▶ **BRIEF**
Search the material for the string "that", then report how many lines hold it, with no other text.

▶ **EXTRACTED MATERIAL**

Issue #140, opened 2023-02-10
Make packing results available online for shareability


mogres:
## Use Case
It would be useful to have simularium packing results available online (on S3 etc.) in order to share URLs for visualization.

## Solution
Create a new public sub-bucket on AWS S3 to store simularium results and use the URL to load visualizations. 

## Alternatives
Dropbox, Drive, Firebase, etc. are alternative hosting services that could be used.

mogres:
> I updated the CORs rules on our bucket so the links work now. http://localhost:9001/viewer?trajUrl=https://cellpack-results.s3.us-west-2.amazonaws.com/jitter/seed_0_test_spheres_test_config_1.0.0_results.simularium

Confirmed this is working on simularium viewer. @meganrm are we good to close this issue or do we want to wait on reorganizing simularium files separately?

mogres:
I like the idea of adding the metadata, perhaps we could embed it within the Simularium file description as a first pass?

One idea we could implement to save space is clearing out old packing files periodically (every 30 days?) via github actions.

meganrm:
In Simularium helper:
1. add `upload_to_s3` which uploads the results to `cellpack-results` using the [s3 python sdk ](https://boto3.amazonaws.com/v1/documentation/api/latest/guide/s3-uploading-files.html) and then saves metadata to the firebase under `results` collection. the metadata should have:
key: results_name
- user_name (not sure how to get this right now)
- datestamp (time and date that it was run, I think firebase automates this)
- the aws url where the results are stored 

3. add `open_in_simularium` which takes in the was url and makes a Simularium url and opens it. ex: `https://simularium.allencell.org/viewer?trajUrl=https://cellpack-results.s3.us-west-2.amazonaws.com/jitter/seed_0_test_spheres_test_config_1.0.0_results.simularium`

rugeli:
- [ ] how do we want to handle aws credentials? in github secrets or save in `.env`?
- [ ] where do we call functions to store results and `open_in_simularium`? 
- [ ] it is possible to have the same system username, but unlikely. Do we need to address it? 
- [ ] concern: following the changes, the `pack` command will be performing multiple tasks

mogres:
- [ ] We should consider deleting old result files (>6 months) to conserve space on s3. This could be a github action.

mogres:
Packed recipe results now have an option to be saved on s3 and viewed on simularium!

PR #181, opened 2023-07-24
Feature/upload to s3

rugeli:
Problem
=======
closing #140 

Solution
========
- In `simularium_helper.py`, added functionalities to store results to S3 - `cellpack-results/simularium` , upload metadata to firebase, and open packing results in simularium app.   

with @meganrm @mogres 

## Type of change

Steps to Verify:
----------------
1. pack a local recipe: `pack -r [path-to-a-local-recipe] -c [path-to-a-config-file]`
2. pack a remote recipe: pack -r `firebase:recipes/[firebase-recipe-id] -c [path-to-a-config-file]`(make sure you have the recipe living in your firebase before packing)

-----------------------
1.`simularium_helper.py`
2.`AWSHandler.py`

### DIFF
--- a/cellpack/autopack/DBHandler.py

▶ **TASK ANSWER**
2